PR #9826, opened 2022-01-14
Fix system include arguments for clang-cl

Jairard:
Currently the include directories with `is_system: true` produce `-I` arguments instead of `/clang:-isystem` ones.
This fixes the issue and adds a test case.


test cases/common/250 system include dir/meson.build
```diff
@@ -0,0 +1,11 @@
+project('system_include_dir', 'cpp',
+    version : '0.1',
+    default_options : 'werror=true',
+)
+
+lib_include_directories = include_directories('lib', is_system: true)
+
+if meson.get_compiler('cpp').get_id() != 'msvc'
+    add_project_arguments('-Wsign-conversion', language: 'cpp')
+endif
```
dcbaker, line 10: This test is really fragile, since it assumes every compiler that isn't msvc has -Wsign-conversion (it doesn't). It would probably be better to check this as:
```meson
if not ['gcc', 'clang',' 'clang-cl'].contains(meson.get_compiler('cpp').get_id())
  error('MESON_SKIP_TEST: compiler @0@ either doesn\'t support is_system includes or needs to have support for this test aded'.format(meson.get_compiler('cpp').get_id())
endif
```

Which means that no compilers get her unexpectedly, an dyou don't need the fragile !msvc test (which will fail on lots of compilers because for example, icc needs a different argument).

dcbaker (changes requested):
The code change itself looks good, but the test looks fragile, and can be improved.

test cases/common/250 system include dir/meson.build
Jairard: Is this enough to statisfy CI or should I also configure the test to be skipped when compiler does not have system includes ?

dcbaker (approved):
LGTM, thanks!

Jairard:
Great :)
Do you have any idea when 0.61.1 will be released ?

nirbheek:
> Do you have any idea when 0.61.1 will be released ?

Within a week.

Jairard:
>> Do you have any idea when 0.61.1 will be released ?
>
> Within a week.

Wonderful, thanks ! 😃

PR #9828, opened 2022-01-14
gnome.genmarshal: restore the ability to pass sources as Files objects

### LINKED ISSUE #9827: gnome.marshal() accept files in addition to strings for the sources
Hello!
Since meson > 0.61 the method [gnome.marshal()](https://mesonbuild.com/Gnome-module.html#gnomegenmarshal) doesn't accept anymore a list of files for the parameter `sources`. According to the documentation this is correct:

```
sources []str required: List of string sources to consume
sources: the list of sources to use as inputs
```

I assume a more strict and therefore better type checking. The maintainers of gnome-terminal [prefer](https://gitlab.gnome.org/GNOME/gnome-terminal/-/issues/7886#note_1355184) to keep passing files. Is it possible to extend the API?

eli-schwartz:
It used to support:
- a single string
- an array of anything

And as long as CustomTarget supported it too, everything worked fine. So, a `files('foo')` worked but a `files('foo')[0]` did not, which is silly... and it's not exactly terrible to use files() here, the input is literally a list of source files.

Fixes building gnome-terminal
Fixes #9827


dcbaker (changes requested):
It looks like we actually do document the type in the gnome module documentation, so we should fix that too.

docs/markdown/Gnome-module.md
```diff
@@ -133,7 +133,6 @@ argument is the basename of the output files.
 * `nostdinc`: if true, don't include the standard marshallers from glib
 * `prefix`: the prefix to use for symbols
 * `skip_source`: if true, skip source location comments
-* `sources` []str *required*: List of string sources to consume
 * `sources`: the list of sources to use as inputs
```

# PROBLEM DETAILS
Nothing in the records should differ from the original when you retype them.

# ANSWER FOR THE TASK
PR #9826, opened 2022-01-14
Fix system include arguments for clang-cl

Jairard:
Currently the include directories with `is_system: true` produce `-I` arguments instead of `/clang:-isystem` ones.
This fixes the issue and adds a test case.


test cases/common/250 system include dir/meson.build
```diff
@@ -0,0 +1,11 @@
+project('system_include_dir', 'cpp',
+    version : '0.1',
+    default_options : 'werror=true',
+)
+
+lib_include_directories = include_directories('lib', is_system: true)
+
+if meson.get_compiler('cpp').get_id() != 'msvc'
+    add_project_arguments('-Wsign-conversion', language: 'cpp')
+endif
```
dcbaker, line 10: This test is really fragile, since it assumes every compiler that isn't msvc has -Wsign-conversion (it doesn't). It would probably be better to check this as:
```meson
if not ['gcc', 'clang',' 'clang-cl'].contains(meson.get_compiler('cpp').get_id())
  error('MESON_SKIP_TEST: compiler @0@ either doesn\'t support is_system includes or needs to have support for this test aded'.format(meson.get_compiler('cpp').get_id())
endif
```

Which means that no compilers get her unexpectedly, an dyou don't need the fragile !msvc test (which will fail on lots of compilers because for example, icc needs a different argument).

dcbaker (changes requested):
The code change itself looks good, but the test looks fragile, and can be improved.

test cases/common/250 system include dir/meson.build
Jairard: Is this enough to statisfy CI or should I also configure the test to be skipped when compiler does not have system includes ?

dcbaker (approved):
LGTM, thanks!

Jairard:
Great :)
Do you have any idea when 0.61.1 will be released ?

nirbheek:
> Do you have any idea when 0.61.1 will be released ?

Within a week.

Jairard:
>> Do you have any idea when 0.61.1 will be released ?
>
> Within a week.

Wonderful, thanks ! 😃

PR #9828, opened 2022-01-14
gnome.genmarshal: restore the ability to pass sources as Files objects

### LINKED ISSUE #9827: gnome.marshal() accept files in addition to strings for the sources
Hello!
Since meson > 0.61 the method [gnome.marshal()](https://mesonbuild.com/Gnome-module.html#gnomegenmarshal) doesn't accept anymore a list of files for the parameter `sources`. According to the documentation this is correct:

```
sources []str required: List of string sources to consume
sources: the list of sources to use as inputs
```

I assume a more strict and therefore better type checking. The maintainers of gnome-terminal [prefer](https://gitlab.gnome.org/GNOME/gnome-terminal/-/issues/7886#note_1355184) to keep passing files. Is it possible to extend the API?

eli-schwartz:
It used to support:
- a single string
- an array of anything

And as long as CustomTarget supported it too, everything worked fine. So, a `files('foo')` worked but a `files('foo')[0]` did not, which is silly... and it's not exactly terrible to use files() here, the input is literally a list of source files.

Fixes building gnome-terminal
Fixes #9827


dcbaker (changes requested):
It looks like we actually do document the type in the gnome module documentation, so we should fix that too.

docs/markdown/Gnome-module.md
```diff
@@ -133,7 +133,6 @@ argument is the basename of the output files.
 * `nostdinc`: if true, don't include the standard marshallers from glib
 * `prefix`: the prefix to use for symbols
 * `skip_source`: if true, skip source location comments
-* `sources` []str *required*: List of string sources to consume
 * `sources`: the list of sources to use as inputs
```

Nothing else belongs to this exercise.